Ich hab da ein dickes Problem mit dem Internet Explorer Dwonload!

Surf im I-net, hab auch eigentlich ne schnelle Firmen-Leitung (standard: 100-300 KB Downloadrate!) 

Aber seit neustem laufen alle downloads nur noch mit ca. 50-100 KB/sec (sie fangen mit ca 150-200 an und gehen dann runter auf 100-50!), naja gut das kann man noch verkraften und das kann ja auch sonstige ursachen haben!

Nur das prob. ist ja auch das alle größeren downloads(mehr als ca. 5 MB) immer stehen bleiben, also nicht zu ende gedownloadet werden!

ich geh über LAN ins I-net(standleitung), über isdn geht es perfekt ohne stehen zu bleiben!

Und hab auch schon gedacht das es an den servern liegt, aber kann net sein da mein arbeitskollege vom gleichen server downgeloadet hat, da blieb er bei mir natürlich stehen und bei ihm lief alles wie geschmiert ausser das er keine 100-300 KB zur verfügung hatte sondern nur 50 aber das is ja egal!


----------



## Erpel (3. November 2003)

Windows 2000 Service Pack 4 und Norton Firewall/Internet Security 2001?

Dann ist das das Problem.
Wenn du das ausschließen kannst fällt mir nichts ein.

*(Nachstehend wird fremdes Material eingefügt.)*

PR #64, opened 2026-04-14
fix(secrets): auto-refresh global_secrets on workspace restart (#15)

### LINKED ISSUE #15: Provisioner: auto-refresh CLAUDE_CODE_OAUTH_TOKEN from global_secrets on workspace restart
## Problem

The provisioner reads `CLAUDE_CODE_OAUTH_TOKEN` (and all env vars derived from `global_secrets`) **once at container create**. When the OAuth token rotates (every few days for Claude Max), every existing workspace container keeps the stale token in its process env. The Claude CLI then fails with:

```
Failed to authenticate. API Error: 401 {"type":"error","error":{"type":"authentication_error","message":"Invalid authentication credentials"}}
```

…which surfaces in the SDK as `Command failed with exit code 1` → SDK retries 3x → user-visible agent error. Tier-3 Opus agents (PM, Dev Lead) hit it first because they carry more load.

**Incident 2026-04-13**: PM + Dev Lead went down with this. Manual remediation required: `POST /admin/secrets` (new token) + loop over all workspaces with `POST /workspaces/:id/restart`. Full recovery took ~15 min.

## Proposed fix

On `POST /workspaces/:id/restart`:
1. Re-read `global_secrets` + `workspace_secrets` (same code path as initial provision).
2. Pass the fresh env to `provisioner.Start()` on recreate.

Current behaviour in `workspace_restart.go`: reuses the existing container config, inheriting the old env. Needs to re-compute env from DB, same as `provisionWorkspace()` does at create time.

Bonus: add a `POST /admin/secrets/:key/refresh-all` endpoint that (a) updates the secret, (b) restarts every workspace that has the secret in scope. Removes the manual restart loop.

## Files likely touched

- `platform/internal/handlers/workspace_restart.go` (re-read env)
- `platform/internal/handlers/secrets.go` (new refresh-all endpoint)
- tests

## Priority

High — OAuth tokens rotate on a schedule we don't control. This will keep happening.

## Evidence

- 2026-04-13 17:08 PST: PM logged `Fatal error in message reader: Command failed with exit code 1` on every request; `docker exec ws-f3531ba4-d5b claude --print --model sonnet` returned 401.
- Env inspection confirmed: container had `CLAUDE_CODE_OAUTH_TOKEN=sk-ant-oat01-H6UrPen...` (stale); host `.credentials.json` had `sk-ant-oat01-B0Lazd...` (valid).
- Remediation: CEO issued a new token → `POST /admin/secrets` + restart loop over all 12 workspaces → all green.

HongmingWang-Rabbit:
Resolves #15.

## Problem
Provisioner reads `CLAUDE_CODE_OAUTH_TOKEN` (and all env vars derived from
`global_secrets`) once at `ContainerCreate`. When the Claude Max OAuth token
rotates, existing workspaces keep the stale token and the Claude CLI dies
with `401 Invalid authentication credentials`. Remediation was a manual
`POST /admin/secrets` + per-workspace restart loop (incident 2026-04-13:
~15 min recovery, 12 workspaces).

## Fix
Restart-time re-read of secrets was already correct — `provisionWorkspaceOpts`
re-queries `global_secrets` + `workspace_secrets` on every call, and
`provisioner.Start()` always force-removes + recreates the container. The
missing piece was the trigger.

`SetGlobal` / `DeleteGlobal` now enqueue `RestartByID` for every non-paused,
non-removed, non-external workspace that does NOT shadow the key with a
workspace-level override. Mirrors the behaviour of workspace-scoped
`Set` / `Delete` (which already auto-restart).

Effectively implements the "bonus" `refresh-all` step from the issue, without
a new endpoint: updating the global secret via the existing endpoint
propagates automatically.

## Files
- `platform/internal/handlers/secrets.go` — `restartAllAffectedByGlobalKey` helper + wiring in `SetGlobal` / `DeleteGlobal`
- `platform/internal/handlers/secrets_test.go` — two sqlmock tests covering set and delete paths, verifying `NOT IN (workspace_secrets WHERE key=...)` filter

## Test plan
- [x] `go build ./... && go vet ./...` clean
- [x] `go test -race ./...` pass (platform)
- [x] New tests `TestSetGlobal_AutoRestartsAffectedWorkspaces` and `TestDeleteGlobal_AutoRestartsAffectedWorkspaces` assert restart callback fires for affected workspaces
- [ ] E2E verification pending live platform: set global secret → confirm existing workspaces restart and pick up new value

Generated with [Claude Code](https://claude.com/claude-code)

### DIFF
--- a/platform/internal/handlers/secrets.go
+++ b/platform/internal/handlers/secrets.go
@@ -1,6 +1,7 @@
 package handlers
 
 import (
+	"context"
 	"database/sql"
 	"log"
 	"net/http"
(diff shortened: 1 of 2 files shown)


HongmingWang-Rabbit:
**noteworthy: secrets-handling** — merging after 7-gate verification.

7 gates clean. Code-review: 0 🔴 / 1 🟡 / 4 🔵.

The 🟡 — unbounded goroutine fan-out on global-secret rotation — is a real scaling concern (1000 workspaces × 1 fan = correlated restart storm) but doesn't trigger at current scale (<50 workspaces). Tracked as a follow-up rather than blocker since:
1. The base-case fix (rotated secrets actually propagate) is the user-facing win
2. Adding a worker-pool gate would expand scope beyond the issue
3. Throttling is a 1-line fix when needed

Cross-vendor review attempted but tooling unavailable in cron context.

Other 🔵 nits worth a follow-up cleanup PR: explicit override-shadow SQL assertion, ctx timeout on the affected-workspaces query, log warning on nil restartFunc.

Außer mal Virencheck machen.


----------



## Deedz (4. November 2003)

Service Pack 4 hab ich und hatte auch norton 2003 drauf!

Dann hab ich einen Online-Virencheck über BitDefender gemacht, da hat er den Trojan.IRC.Flood.BR gefunden! 

Jooo bin ich glücklich hab meine downloadrate wieder und kann jetzt endlich wieder größere sachen ziehen! 

Vielen Dank für die Hilfe


----------